Mac – Is it safe to thin out Time Machine backups by deduplicating files

time-machine

When I move a large file between folders, I notice that Time Machine takes a long time on the next hourly backup. Apparently, it is quite stupid and considers a file move just like a deletion and an addition of a completely new file…

Since my backups are getting quite large, I'd like to shrink them by removing duplicate files across the backup sets. Would it be safe to simply run fdupes or a similar program on the backup sets? If not, would it be reasonable to instead use some custom script that replaces each found dupe with a hardlink to the duped file?

Best Answer

No, you cannot run most deduplicator applications on a time-machine backup.

Time machine makes extensive use of hard-links internally.
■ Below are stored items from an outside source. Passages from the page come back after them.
PR #2382, opened 2025-08-01
Improve formatting of generated doxygen code blocks

blowekamp:
Use the "indent" filter to add "*" to the prefix of multi-line doxygen comments. Additionally remove extra new lines in doxygen blocks.


dave3d (approved):

blowekamp:
> Is there a way to have the wordwrap parameter, 117, included from another file or the environment so that it is shared in all template files where it is used? It needs to be consistent across all usages and will require changes across multiple files if we want to change it in the future.

done

PR #2387, opened 2025-08-10
DOC: correct referencing of code in the rst file.

zivy:
Harmonize the code referencing to exclude the import/library/include parts and only include the relevant operation. Also C++ referencing was off by a couple of rows so didn't show the code correctly.


zivy:
Updated to use labels and force pushed.

blowekamp (approved):
Thanks for making that additional change.

PR #2394, opened 2025-08-12
Convert JSON to YAML

blowekamp:
Use YAML for filter description. YAML supports comments, and better options of multiline string. The yaml files are formatted better for editing.


zivy (approved):
The multiple newlines confused me a bit but that was already addressed in the GitHub comment, possibly include that as part of the commit message. I think this version is still preferable over the very long single line text in JSON. 

The only slightly inconsistent aspect of the change is that the yaml files are in a directory named "json". Possibly change directory name to "templates" so that it doesn't matter if it is json or yaml.

zivy:
This should have a followup PR to update the FilterTemplates.rst documentation as those refer to the JSON information.

dave3d (approved):

PR #307, opened 2024-03-05
MSFT: 49309119 - Reduce FFmpegInterop's storage footprint

brbeec:
We want to reduce FFmpegInterop's storage footprint.

## What changed?
- Enable compiler and linker optimizations for favoring small code size
- Remove unnecessary dependencies on avdevice and avfilter

## How was the change tested?
- Ogg playback in MediaPlayerCPP
- Ogg playback in Media Player with WME
- Ogg properties in File Explorer with WME


patnels (approved):
lgtm. smaller layout size, hooray.

PR #308, opened 2024-03-21
MSFT: 47710450 - Add support for building FFmpeg/FFmpegInterop binaries without VCLibs framework package dependencies

brbeec:
We're adding support for building FFmpeg/FFmpegInterop binaries without VCLibs framework package dependencies (e.g. msvcp140_app.dll, vcruntime140_1_app.dll, vcruntime140_app.dll).

Additional reading:
- [Introducing the Universal CRT - C++ Team Blog (microsoft.com)](https://devblogs.microsoft.com/cppblog/introducing-the-universal-crt/)
- [Upgrade your code to the Universal CRT | Microsoft Learn](https://learn.microsoft.com/en-us/cpp/porting/upgrade-your-code-to-the-universal-crt?view=msvc-170&viewFallbackFrom=vs-2019)

## What changed?
- Added `--platform-type` switch to BuildFFmpeg.bat that gets plumbed down to [vcvarsall.bat](https://learn.microsoft.com/en-us/cpp/build/building-on-the-command-line?view=msvc-170#vcvarsall-syntax) to set up the build environment. FFmpeg binaries can be built without VCLibs framework package dependencies by **not** specifying `--platform-type store` or `--platform-type uwp`.
- Updated FFmpegInterop project to support building without VCLibs framework package dependencies by setting the UseUCRT property.
- Replaced usage of codecvt, which was deprecated in C++17, with C++/WinRT APIs.
- Fixed x86 build break due to [C4018: signed/unsigned mismatch](https://learn.microsoft.com/en-us/cpp/error-messages/compiler-warnings/compiler-warning-level-3-c4018?view=msvc-170) warning in FLACSampleProvider::FLACSampleProvider() which became an error after [MSFT: 49309119 - Reduce FFmpegInterop's storage footprint by brbeec · Pull Request #307 · microsoft/FFmpegInterop (github.com)](https://github.com/microsoft/FFmpegInterop/pull/307) set TreatWarningAsError=true.

## How was the change tested?
I validated the following scenarios for build configurations with and without VCLibs framework package dependencies:
- Ogg playback in MediaPlayerCPP
- Ogg playback in Media Player with WME (in-proc and out-of-proc)
- Ogg properties in File Explorer with WME (in-proc and out-of-proc)

I validated the removal of VCLibs framework package dependencies in all of the FFmpeg/FFmpegInterop binaries using depends.exe.

### DIFF
--- a/.gitignore
+++ b/.gitignore
@@ -253,3 +253,11 @@ paket-files/
 # JetBrains Rider
 .idea/
 *.sln.iml
+
+# VS Code
+.vscode/*
+!.vscode/settings.json
+!.vscode/tasks.json
+!.vscode/launch.json
+!.vscode/extensions.json
+*.code-workspace
--- a/BuildFFmpeg.bat
+++ b/BuildFFmpeg.bat
@@ -148,15 +148,16 @@ if /I %PROCESSOR_ARCHITECTURE% == x86 (
 )
 
 :: Set VSCMD_DEBUG for more verbose debugging output
-:: TODO: Comment out VSCMD_DEBUG
+:: TODO (brbeec):Comment out VSCMD_DEBUG
 set VSCMD_DEBUG=3
 
-:: TODO: Check for UseUCRT flag
-:: TODO: Do we need to call vsdevcmd.bat or can we call vcvarsall.bat without uwp?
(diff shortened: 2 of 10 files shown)


patnels (approved):
lgtm

PR #309, opened 2024-04-09
MSFT: 49847737 - FFmpegInteropBuffer is leaking its underlying buffer

brbeec:
There is a memory leak due to FFmpegInteropBuffer not properly capturing the smart pointer for its underlying buffer in the unique_ptr deleter lambdas, which causes the underlying buffer to not be deallocated when FFmpegInteropBuffer is destroyed.

## What changed?
Updated FFmpegInteropBuffer to properly move capture the smart pointer for its underlying buffer in the unique_ptr deleter lambdas, so that the underlying buffer is deallocated when FFmpegInteropBuffer is destroyed.

## How was the change tested?
I verified under a debugger that the underlying buffer is now being deallocated when FFmpegInteropBuffer is destroyed and memory usage is stable for Ogg playback in Media Player with in-proc WME.

### DIFF
--- a/.gitignore
+++ b/.gitignore
@@ -255,7 +255,7 @@ paket-files/
 *.sln.iml
 
 # VS Code
-.vscode/*
+.vscode/
 !.vscode/settings.json
 !.vscode/tasks.json
 !.vscode/launch.json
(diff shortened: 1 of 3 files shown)


patnels (approved):
lgtm

PR #310, opened 2024-04-11
MSFT: 50055829 - FFmpegInteropByteStreamHandler is closing the byte stream on failure preventing source resolver rollover

brbeec:
FFmpegInteropByteStreamHandler is closing the byte stream on failure which prevents the source resolver from rolling over and attempting other byte stream handlers when the MF_RESOLUTION_CONTENT_DOES_NOT_HAVE_TO_MATCH_EXTENSION_OR_MIME_TYPE flag is set for source resolution.

## What changed?
I added ByteStreamProxy which can be used to wrap a byte stream and prevent it from being closed unless permitted. It forwards all IMFByteStream calls to the underlying byte stream.

FFmpegInteropByteStreamHandler::CreateMediaSource() uses ByteStreamProxy to wrap the byte stream provided to FFmpegInteropByteStreamHandler::BeginCreateObject() and prevent it from being closed unless the MSS is successfully created and initialized, after which the byte stream will be allowed to close when the media source shuts down.

## How was the change tested?
With in-proc WME:
- I verified under a debugger that FFmpegInteropByteStreamHandler no longer attempts to close the byte stream on failure during playback of a corrupted video in Media Player.
- I ran the following TAEF tests:
  - te MF.SourceResolver.unittests.dll /name:SourceResolverTests::TestByteStreamHandlersDontCloseByteStreamOnFailure

### DIFF
--- a/FFmpegInterop/FFmpegInteropByteStreamHandler.cpp
+++ b/FFmpegInterop/FFmpegInteropByteStreamHandler.cpp
@@ -94,7 +94,7 @@ namespace winrt::FFmpegInterop::implementation
 	{
 		auto logger{ FFmpegInteropProvider::CreateMediaSource::Start() };
 
-		// Wrap the byte stream in a proxy to prevent it from being closed if we fail to resolve the media source,
+		// Wrap the byte stream in a proxy to prevent it from being closed if we fail to create and initialize the MSS,
 		// so that the source resolver can rollover and attempt other byte stream handlers.
 		auto byteStreamProxy{ make_self<ByteStreamProxy>(byteStream) };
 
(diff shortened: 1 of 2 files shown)


patnels:
I don't understand why we need this. MSS can be used with non ffmpeg bytestreams, do all bytestreams need this code?

brbeec:
> I don't understand why we need this. MSS can be used with non ffmpeg bytestreams, do all bytestreams need this code?

It's because we use MFCreateStreamOnMFByteStreamEx(); the IRandomAccessStream it returns will close its underlying byte stream when it's destroyed.

Internally MF has similar protections to prevent the byte stream from being closed in various scenarios:
- CMediaEngineByteStreamProxy is used for media engine scenarios to prevent the byte stream from being closed by external callers
- CMediaSourceAppServiceConnection uses an internal interface on the IRandomAccessStream returned by MFCreateStreamOnMFByteStreamEx() to prevent it from being closed unless permitted in out-of-proc media source extension scenarios (e.g. out-of-proc WME)

patnels (approved):

PR #311, opened 2024-04-12
MSFT: 49931784 - Disable FFmpeg logging in release builds

brbeec:
FFmpegInterop.dll registers a custom FFmpeg logging callback, FmpegInteropLogging::Log(), on DLL load. However, this is not safe to do in scenarios that have multiple DLLs using FFmpeg due to the following race condition:
- FFmpegInterop.dll is loaded and registers its custom FFmpeg logging callback, FmpegInteropLogging::Log().
- OtherModule.dll, which also uses FFmpeg, is also loaded in the same process.
- FFmpegInterop.dll is unloaded and [av_log_callback](https://github.com/search?q=repo%3AFFmpeg%2FFFmpeg+av_log_callback&type=code) becomes a dangling pointer.
- OtherModule.dll is still loaded and using FFmpeg. FFmpeg attempts to invoke the now invalid logging callback, resulting in undefined behavior.

Even if the default logging callback was restored on DLL unload, since there is no thread safety in the FFmpeg logging facility, [log_callback in av_vlog()](https://github.com/search?q=repo%3AFFmpeg%2FFFmpeg+log_callback+symbol%3Aav_vlog&type=code) could become a dangling pointer.

## What changed?
Disabled FFmpeg logging in release builds. Debug builds still register the custom logging callback on DLL load, but now also restore the default logging callback on DLL unload (which isn't thread safe and could still result in a crash).

## How was the change tested?
For Ogg playback in Media Player with in-proc WME, I verified under a debugger that:
- For release builds:
  - FFmpeg logging is disabled during DLL load.
- For debug builds:
  - The custom logging callback is registered/unregistered during DLL load/unload.
  - FFmpeg logging is present in ETW traces collected with WPR.

### DIFF
--- a/FFmpegInterop/FFmpegInteropLogging.cpp
+++ b/FFmpegInterop/FFmpegInteropLogging.cpp
@@ -33,6 +33,14 @@ namespace winrt::FFmpegInterop::implementation
 	void FFmpegInteropLogging::Log(_In_ void* avcl, _In_ int level, _In_ const char* fmt, _In_ va_list vl) noexcept
 	try
 	{
+		bool hasLogEventDelegate{ m_logEvent };
+		bool isProviderEnabled{ FFmpegInteropProvider::IsEnabled(WINEVENT_LEVEL_VERBOSE) };
+
+		if (!hasLogEventDelegate && !isProviderEnabled)
+		{
+			return;
+		}
+
 		// Get the required buffer size
 		int printPrefix{ 1 };
 		int lineSize{ av_log_format_line2(avcl, level, fmt, vl, nullptr, 0, &printPrefix) };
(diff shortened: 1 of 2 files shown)


FFmpegInterop/FFmpegInteropLogging.cpp
xuepingd, line 1: Should the following check be '||' instead of '&&'?
if (!hasLogEventDelegate && !isProviderEnabled)

xuepingd (approved):

FFmpegInterop/dllmain.cpp
```diff
@@ -31,11 +31,24 @@ BOOL WINAPI DllMain(_In_ HINSTANCE hInstance, _In_ DWORD dwReason, _In_opt_ LPVO
...
+		av_log_set_callback(nullptr);
+		av_log_set_level(AV_LOG_QUIET);
+#endif // _DEBUG
 	}
 	else if (dwReason == DLL_PROCESS_DETACH)
 	{
+#ifdef _DEBUG
+		// Restore the default FFmpeg logging callback
+		// This is not thread safe! This could leave log_callback in av_vlog() dangling after this DLL is unloaded.
+		av_log_set_callback(av_log_default_callback);
```
patnels, line 49: why isn't it thread safe? can't we fix ffmpeg?

patnels (approved):

FFmpegInterop/dllmain.cpp
brbeec: > why isn't it thread safe?

It's a classic readers-writers problem where the logging callback ([av_log_callback](https://github.com/search?q=repo%3AFFmpeg%2FFFmpeg+av_log_callback&type=code)) is the shared resource:
- Writer: thread setting the logging callback - [av_log_set_callback()](https://github.com/search?q=repo%3AFFmpeg%2FFFmpeg+symbol%3Aav_log_set_callback&type=code)
- Readers: threads invoking the logging callback - [av_vlog()](https://github.com/search?q=repo%3AFFmpeg%2FFFmpeg+symbol%3Aav_vlog&type=code)

You need to synchronize setting the logging callback with threads invoking the callback, otherwise the logging callback could become invalid (i.e. point to memory where our unloaded DLL used to be) while a thread is using it.

> can't we fix ffmpeg?

Yes, we could apply a patch to FFmpeg to address this problem by synchronizing av_log_set_callback() setting the logging callback with av_vlog() accessing the logging callback. This would allow the FFmpeg logging facility to be used safely with our custom logging callback.

Taking a quick peek at the FFmpeg code, it looks like they provide pthread_mutex_* equivalents using [SRWLOCK](https://learn.microsoft.com/en-us/windows/win32/sync/slim-reader-writer--srw--locks) in [w32pthreads.h](https://github.com/search?q=repo%3AFFmpeg%2FFFmpeg+path%3Aw32pthreads.h&type=code), but we would need to add pthread_rwlock_* equivalents using SRWLock.

brbeec: Note that adding synchronization around the logging callback would involve acquiring the writer lock in DllMain() when we call av_log_callback(). This can be perilous as it goes against [DLL best practices](https://learn.microsoft.com/en-us/windows/win32/dlls/dynamic-link-library-best-practices): "[You should never] synchronize with other threads [from within DllMain]. This can cause a deadlock."

PR #315, opened 2024-05-07
MSFT: 21032904, 50309915, 50626295 - Metadata improvements

brbeec:
- Limited metadata
  - The MSS populates some metadata from the presentation descriptor and stream descriptor(s), but we're not surfacing any embedded metadata (e.g. title, artist, album, etc).
- Thumbnail retrieval race condition
  - The MSS sets the PKEY_ThumbnailStream property for its property handler asynchronously after the MediaStreamSource.Thumbnail property is set. This creates a window of time where a property handler consumer could query for the PKEY_ThumbnailStream property before it's been set and fail to retrieve the thumbnail.
- Hang for files with thumbnails in media source app service scenarios
   - In media source app service scenarios (e.g. out-of-proc WME) the remote stream reference for the thumbnail property could outlive the app service connection. If the remote stream reference is released in the client app after the app service has been suspended, then the remote release will block until the app service is terminated. This could potentially cause the client app to become unresponsive during this time.
- [C6302](https://learn.microsoft.com/en-us/cpp/code-quality/c6302?view=msvc-170) (Format string mismatch) warnings for trace logging
  - We're logging narrow character strings, but using %S which specifies wide character strings.
- Rare crash due to a null MSS reference in FFmpegInteropMSS::OnClosed() for out-of-proc WME on RS4
  - This likely indicates an MSS bug as our MSS reference should only be null if the MediaStreamSource::Closed event handler was already invoked, and the MSS should only fire a single MediaStreamSource::Closed event. However, we've only seen this crash hit on RS4 which is out of support.

## What changed?
- Added support for surfacing embedded metadata (e.g. title, artist, album, etc)
  - The MSS marks some properties read-only which prevents us from setting them.
- Set a thumbnail on the MSS via the PKEY_ThumbnailStream property on the MSS property handler instead of the MediaStreamSource.Thumbnail property to mitigate the race condition with thumbnail retreival
  - Note that the MSS doesn't check its property handler for the PKEY_ThumbnailStream property when a consumer gets the MediaStreamSource.Thumbnail property... This isn't an issue if the MSS consumer is another Windows Media component though, as MF uses the IPropertyHandler interface rather than the IMediaStreamSource interface for retrieving metadata.
- Don't set a thumbnail on the MSS in media source app service scenarios
  -  Media source app services should set the IsMediaSourceAppService property on the FFmpegInteropMSSConfig provided to FFmpegInteropMSS::InitializeFromStream() / FFmpegInteropMSS::InitializeFromUri().
- Updated trace logging to use %hs for narrow character strings
- Use event revokers instead event tokens for unregistering event handlers
  - Event revokers hold a weak reference to the event source (i.e. the MSS) and check if it still exists before revoking the delegate.

## How was the change tested?
- Out-of-proc WME
  - Embedded metadata (e.g. title, artist, album, etc) is surfaced for Ogg files in File Explorer
  - Thumbnails are only generated for Ogg files with video in File Explorer
    - Since out-of-proc WME is a media source app service, it no longer surfaces an thumbnail to the MSS. The MSS will try to generate a thumbnail on-demand for files with a video stream, but files that only have an audio stream will not have a thumbnail.
- In-proc WME scenarios
  - Embedded metadata (e.g. title, artist, album, etc) is surfaced for Ogg files in File Explorer
  - Thumbnails are generated for audio-only Ogg files with an embedded thumbnail in File Explorer


FFmpegInterop/FFmpegInteropLogging.cpp
```diff
@@ -65,7 +65,7 @@ namespace winrt::FFmpegInterop::implementation
 				line[i] = '\0';
 			}
 
-			FFMPEG_INTEROP_TRACE("%S", line.get());
+			FFMPEG_INTEROP_TRACE("%hs", line.get());
```
patnels, line 68: does the to_hstring on line 57 above support char[]?

FFmpegInterop/FFmpegInteropMSS.cpp
```diff
@@ -193,14 +193,19 @@ namespace winrt::FFmpegInterop::implementation
 	{
 		THROW_HR_IF_FFMPEG_FAILED(avformat_find_stream_info(m_formatContext.get(), nullptr));
 
-		int preferredAudioStreamId{ av_find_best_stream(m_formatContext.get(), AVMEDIA_TYPE_AUDIO, -1, -1, nullptr, 0) };
-		int preferredVideoStreamId{ av_find_best_stream(m_formatContext.get(), AVMEDIA_TYPE_VIDEO, -1, -1, nullptr, 0) };
-		bool hasAudio{ false };
-		bool hasVideo{ false };
+		int audioStreamId{ av_find_best_stream(m_formatContext.get(), AVMEDIA_TYPE_AUDIO, -1, -1, nullptr, 0) };
+		int videoStreamId{ av_find_best_stream(m_formatContext.get(), AVMEDIA_TYPE_VIDEO, -1, -1, nullptr, 0) };
+		int thumnbailStreamId{ -1 };
```
patnels, line 198: misspelled 'thumbnail'

FFmpegInterop/FFmpegInteropMSS.cpp
```diff
@@ -335,16 +349,26 @@ namespace winrt::FFmpegInterop::implementation
 		}
 
 		// Populate metadata
-		if (m_formatContext->metadata != nullptr)
+		if (audioStreamId >= 0)
+		{
+			FFMPEG_INTEROP_TRACE("Stream %d: Populating metadata", m_formatContext->streams[audioStreamId]->index);
```
xuepingd, line 354: Maybe "Populating audio metadata"?

FFmpegInterop/Metadata.cpp
```diff
@@ -18,39 +18,140 @@
...
+				unique_prop_variant prop;
+				prop.vt = propKey.type;
+
+				// Convert/parse the property value
+				try
+				{
+					switch (propKey.type)
+					{
+					case VT_LPWSTR:
+						prop.pwszVal = to_cotaskmem_string(tag->value).release();
```
patnels, line 74: does to_cotaskmem_string support char[]?

FFmpegInterop/FFmpegInteropMSS.cpp
```diff
@@ -335,16 +349,26 @@ namespace winrt::FFmpegInterop::implementation
...
+		if (audioStreamId >= 0)
+		{
+			FFMPEG_INTEROP_TRACE("Stream %d: Populating metadata", m_formatContext->streams[audioStreamId]->index);
+			PopulateMetadata(m_mss, m_formatContext->streams[audioStreamId]->metadata);
+		}
+
+		if (videoStreamId >= 0)
 		{
-			PopulateMSSMetadata(m_mss, m_formatContext->metadata);
+			FFMPEG_INTEROP_TRACE("Stream %d: Populating metadata", m_formatContext->streams[videoStreamId]->index);
```
xuepingd, line 360: "Populating video metadata"?

FFmpegInterop/Metadata.cpp
```diff
@@ -18,39 +18,140 @@
...
+		// could potentially cause the client app to become unresponsive during this time. 
+		if (config != nullptr && config.IsMediaSourceAppService())
+		{
+			FFMPEG_INTEROP_TRACE("Stream %d: Not setting thumbnail because this is a media source app service", stream->index);
+			return;
+		}
+
+		FFMPEG_INTEROP_TRACE("Stream %d: Setting thumbnail", stream->index);
+
+		stream->attached_pic.data;
```
patnels, line 121: remove these two lines.

FFmpegInterop/Metadata.cpp
patnels: oh you wrote that helper.

patnels (changes requested):

FFmpegInterop/Metadata.cpp
xuepingd, line 121: Why is stream->attached_pic.data called here, twice?

patnels: why even once? :)

FFmpegInterop/Metadata.h
```diff
@@ -18,8 +18,70 @@
...
+		{
+
+		}
+
+		PROPERTYKEY key;
+		VARTYPE type;
+	};
+
+	inline const std::unordered_map<std::string, PropertyKey> c_metadataPropertiesMap
+	{
```
xuepingd, line 42: Where does this list come from?

FFmpegInterop/Metadata.cpp
xuepingd, line 74: .release() will call CoTaskMemFree()?

FFmpegInterop/Metadata.cpp
brbeec: Unintentional. I must have stopped in the middle of writing something and forgot to clean these lines up.

FFmpegInterop/Metadata.cpp
brbeec: No, release() detaches the PWSTR. reset() would call CoTaskMemFree().

[RAII resource wrappers · Resource Patterns · microsoft/wil Wiki (github.com)](https://github.com/Microsoft/wil/wiki/RAII-resource-wrappers#resource-patterns)
> The interface to all of WIL's RAII / resource management classes is modeled after [std::unique_ptr](http://en.cppreference.com/w/cpp/memory/unique_ptr). You'll find a get() method to access the resource, reset() methods to free or replace the resource and a release() method to detach the raw resource from the management class. See the docs for [std::unique_ptr](http://en.cppreference.com/w/cpp/memory/unique_ptr) for complete reference.

FFmpegInterop/FFmpegInteropMSS.cpp
brbeec: Updated

FFmpegInterop/FFmpegInteropMSS.cpp
brbeec: Updated

FFmpegInterop/FFmpegInteropMSS.cpp
brbeec: Fixed

FFmpegInterop/Metadata.cpp
brbeec: Removed

FFmpegInterop/Metadata.cpp
brbeec: The property handler actually makes a copy of the string when we set the property on it. The original string will be deallocated when our unique_prop_variant goes out of scope, which will result in a call to PropVariantClear() -> CoTaskMemFree().

FFmpegInterop/FFmpegInteropLogging.cpp
brbeec: Yes, there is a templated to_hstring() overload that accepts anything convertible to a std::string_view:

[cppwinrt/strings/base_string.h · microsoft/cppwinrt (github.com)](https://github.com/search?q=repo%3Amicrosoft%2Fcppwinrt%20%22template%20%3Ctypename%20T%2C%20std%3A%3Aenable_if_t%3Cstd%3A%3Ais_convertible_v%3CT%2C%20std%3A%3Astring_view%3E%2C%20int%3E%20%3D%200%3E%22%20%22hstring%20to_hstring(T%20const%26%20value)%22&type=code)
```
template <typename T, std::enable_if_t<std::is_convertible_v<T, std::string_view>, int> = 0>
hstring to_hstring(T const& value)
```

A std::string_view can be constructed from a const char*:

[std::basic_string_view<CharT,Traits>::basic_string_view - cppreference.com](https://en.cppreference.com/w/cpp/string/basic_string_view/basic_string_view)
> `constexpr basic_string_view( const CharT* s );`
>
> Constructs a view of the null-terminated character string pointed to by s, not including the terminating null character. The length of the view is determined as if by Traits::length(s). The behavior is undefined if [s, s + Traits::length(s)) is not a valid range. After construction, [data()](https://en.cppreference.com/w/cpp/string/basic_string_view/data) is equal to s, and [size()](https://en.cppreference.com/w/cpp/string/basic_string_view/size) is equal to Traits::length(s).

FFmpegInterop/Metadata.cpp
xuepingd: Thanks for clarification.

FFmpegInterop/FFmpegInteropMSS.cpp
```diff
@@ -216,15 +221,15 @@ namespace winrt::FFmpegInterop::implementation
 			case AVMEDIA_TYPE_AUDIO:
 				tie(sampleProvider, streamDescriptor) = StreamFactory::CreateAudioStream(m_formatContext.get(), stream, m_reader, config);
 
-				if (hasAudio || preferredAudioStreamId == i || preferredAudioStreamId < 0)
+				if (i >= audioStreamId)
```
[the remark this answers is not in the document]
brbeec: The logic is same; I just reduced the number of state variables.

**Before:** `hasAudio || preferredAudioStreamId == i || preferredAudioStreamId < 0`
- Add the current audio stream now if we already added an audio stream (`hasAudio`), this is the preferred audio stream (`preferredAudioStreamId == i`), or we don't have a preferred audio stream (`preferredAudioStreamId < 0`).

**After:** `i >= audioStreamId`
- Add the current audio stream now if we already added an audio stream (`i > audioStreamId && audioStreamId >= 0`), this is the preferred audio stream (`i == audioStreamId && audioStreamId >= 0`), or we don't have a preferred audio stream (`audioStreamId < 0`).

FFmpegInterop/Metadata.h
brbeec: The keys come from:
- [metadata_api · FFmpeg/libavformat/avformat.h · FFmpeg/FFmpeg (github.com)](https://github.com/search?q=repo%3AFFmpeg%2FFFmpeg%20metadata_api&type=code)
  - FFmpeg's list of generic tag names
- [Ogg Vorbis Documentation (xiph.org)](https://xiph.org/vorbis/doc/v-comment.html)
  - List of standard tags for Ogg files
- [Tags (matroska.org)](https://www.matroska.org/technical/tagging.html)
  - List of official tags for Matroska files

I referenced internal MF media sources, [Metadata Properties for Media Files - Win32 apps | Microsoft Learn](https://learn.microsoft.com/en-us/windows/win32/medfound/metadata-properties-for-media-files), propkey.h from the Windows SDK, Shell's internal mediaprops.xml, and used my best judgement to come up with the mappings.

xuepingd (approved):

FFmpegInterop/Metadata.cpp
brbeec: Yes, to_cotaskmem_string() accepts anything convertible to std::string_view:
```
template <typename T, std::enable_if_t<std::is_convertible_v<T, std::string_view>, int> = 0>
inline wil::unique_cotaskmem_string to_cotaskmem_string(_In_ const T& str)
```

std::string_view can be constructed from a const char*:

[std::basic_string_view<CharT,Traits>::basic_string_view - cppreference.com](https://en.cppreference.com/w/cpp/string/basic_string_view/basic_string_view)
> `constexpr basic_string_view( const CharT* s );`
>
> Constructs a view of the null-terminated character string pointed to by s, not including the terminating null character. The length of the view is determined as if by Traits::length(s). The behavior is undefined if [s, s + Traits::length(s)) is not a valid range. After construction, [data()](https://en.cppreference.com/w/cpp/string/basic_string_view/data) is equal to s, and [size()](https://en.cppreference.com/w/cpp/string/basic_string_view/size) is equal to Traits::length(s).

patnels (approved):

Any application that is not aware of this will find hundreds or thousands of false duplicates (which are really hard-links to the same file), and proceed to hose your time machine backup. Apple also seems to do some filesystem-specific stuff in the backup too, which is why it needs to be on a HFS+ volume (either a entire drive, or a .sparseimage on a network share).

A lot of the complexity within the time machine mechanism is poorly or undocumented entirely, and if you break something, time machine will simply not work, without any meaningful documentation. If your deduplicator is hard-link aware, it may work, but it has equal chances of hosing something, from which you cannot recover.

Really, there does not seem to be any decent tools for managing time-machine images, unfortunately.